Can be used to initialize the sense of the optimization in derived classes, if this has not been already performed when the constructor of ABA_MASTER has been called.

Parameters:
sense The sense of the optimization (ABA_OPTSENSE::Min or ABA_OPTSENSE::Max).

int ABA_MASTER::bestFirstSearch ( const ABA_SUB s1,
const ABA_SUB s2 
) const [protected]

Implements the best first search enumeration.

If the bounds of both subproblems are equal, then the subproblems are compared with the function equalSubCompare().

Returns:
-1 If subproblem s1 has a worse dual bound than s2, i.e., if it has a smaller dual bound for minimization or a larger dual bound for maximization problems.

1 If subproblem s2 has a worse dual bound than s1.

0 If both subproblems have the same priority in the enumeration strategy.

Parameters:
s1 A subproblem.
s2 A subproblem.

virtual int ABA_MASTER::equalSubCompare ( const ABA_SUB s1,
const ABA_SUB s2 
) const [protected, virtual]

Is called from the function bestFirstSearch() and from the function depthFirstSearch() if the subproblems s1 and s2 have the same priority.

If both subproblems were generated by setting a binary variable, then that subproblem has higher priority of which the branching variable is set to upper bound.

This function can be redefined to resolve equal subproblems according to problem specific criteria. As the root node is compared with itself and has no branching rule, we have to insert the first line of this function.

Parameters:
s1 A subproblem.
s2 A subproblem.
Returns:
0 If both subproblems were not generated by setting a variable, or the branching variable of both subproblems is set to the same bound.

1 If the branching variable of the first subproblem ist set to the upper bound.

-1 If the branching variable of the second subproblem ist set to the upper bound.

int ABA_MASTER::depthFirstSearch ( const ABA_SUB s1,
const ABA_SUB s2 
) const [protected]

Implements the depth first search enumeration strategy, i.e., the subproblem with maximum level is selected.

If the level of both subproblems are equal, then the subproblems are compared with the function equalSubCompare().

Returns:
-1 If subproblem s1 has higher priority,

0 if both subproblems have equal priority,

1 otherwise.

Parameters:
s1 The first subproblem.
s2 The second subproblem.

int ABA_MASTER::breadthFirstSearch ( const ABA_SUB s1,
const ABA_SUB s2 
) const [protected]

Implements the breadth first search enumeration strategy, i.e., the subproblem with minimum level is selected.

If both subproblems have the same level, the smaller one is the one which has been generated earlier, i.e., the one with the smaller id.

Returns:
-1 If subproblem s1 has higher priority,

0 if both subproblems have equal priority,

1 otherwise.

Parameters:
s1 The first subproblem.
s2 The second subproblem.

int ABA_MASTER::diveAndBestFirstSearch ( const ABA_SUB s1,
const ABA_SUB s2 
) const [protected]

Performs depth-first search until a feasible solution is found, then the search process is continued with best-first search.

Returns:
-1 If subproblem s1 has higher priority,

0 if both subproblems have equal priority,

1 otherwise.

Parameters:
s1 The first subproblem.
s2 The second subproblem.

virtual void ABA_MASTER::initializeParameters (  )  [protected, virtual]

Is only a dummy. This function can be used to initialize parameters of derived classes and to overwrite parameters read from the file { .abacus} by the function ().

virtual ABA_SUB* ABA_MASTER::firstSub (  )  [protected, pure virtual]

Returns:
Should return a pointer to the first subproblem of the optimization, i.e., the root node of the enumeration tree. This is a pure virtual function since a pointer to a problem specific subproblem should be returned, which is derived from the class ABA_SUB.

virtual void ABA_MASTER::initializeOptimization (  )  [protected, virtual]
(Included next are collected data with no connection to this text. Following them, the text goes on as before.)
PR #87, opened 2020-03-23
Resolve #48

### LINKED ISSUE #48: Parse lockfile for expanded revision when toml has shortrev
https://github.com/pingcap/talent-plan/blob/dbd711344ff455f2d7942a494a0b97d0a6a6943c/rust/projects/project-4/Cargo.lock

^ The `cargo.toml` only stores the short rev (`8cc906b`) which Nix chokes on. The full revision is available in the lock file, we could grab it from there.

bqv:
I believe this should resolve the issue of shortrevs being passed to fetchgit (#48)

### DIFF
--- a/lib.nix
+++ b/lib.nix
@@ -76,6 +76,7 @@ rec
   #   }
   findGitDependencies =
     { cargotomls
+    , cargolock
     }:
       let
         tomlDependencies = cargotoml:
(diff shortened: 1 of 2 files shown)


nmattia:
Thanks a lot! Could you add a brief comment explaining what's happening? I lost context :/

nmattia:
Ah, got it. Looks good! I'll run the tests locally. Alternatively you can enable GitHub actions on your fork.

nmattia:
I'm getting an error:

```
cargo -Z unstable-options --locked build $cargo_release -j "$NIX_BUILD_CORES" --out-dir out --message-format=$cargo_message_format
error: no matching package named `rand` found
location searched: https://github.com/rust-random/rand?rev=5b0d87436999c3d930e17f9f10bdb68cd0aa38df#5b0d8743
prerelease package needs to be specified explicitly
rand = { version = "0.7.0-pre.1" }
required by package `crate-b v0.1.0 (/build/dummy-src/crate-b)`
[naersk] cargo returned with exit code 101, exiting
```

When running:

```
$ nix-build ./test.nix -A git-dep-dup
```

bqv:
Seems actions are already enabled!

Otherwise, good catch, seems I'd not considered that case and the lock matching wasn't considering the specific shortrevs. The commit I've just pushed fixes that, and the tests now all pass locally, but I'll squash it in a second.

If not already clear, all this does is update the crate parsing so that the shortrevs get replaced by full revision hashes where necessary, so fetchgit doesn't crash out.

lib.nix
```diff
@@ -92,7 +93,14 @@ rec
                   checkout = builtins.fetchGit ({
                     url = v.git;
                   } // lib.optionalAttrs (v ? rev) {
-                    rev = v.rev;
+                    rev = let
+                            query = p: p.name == k && (lib.substring 0 (4 + lib.stringLength v.git) p.source) == "git+${v.git}";
+                            extractRevision = url: lib.last (lib.splitString "#" url);
```
nmattia: nitpick: for future proofing we could grab anything between `#` and `&`, but this is good enough for now!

The default implementation of initializeOptimization() does nothing.

This virtual function can be used as an entrance point to perform some initializations after optimize() is called.

virtual void ABA_MASTER::terminateOptimization (  )  [protected, virtual]

The default implementation of terminateOptimization() does nothing.

This virtual function can be used as an entrance point after the optimization process is finished.

void ABA_MASTER::_initializeParameters (  )  [private]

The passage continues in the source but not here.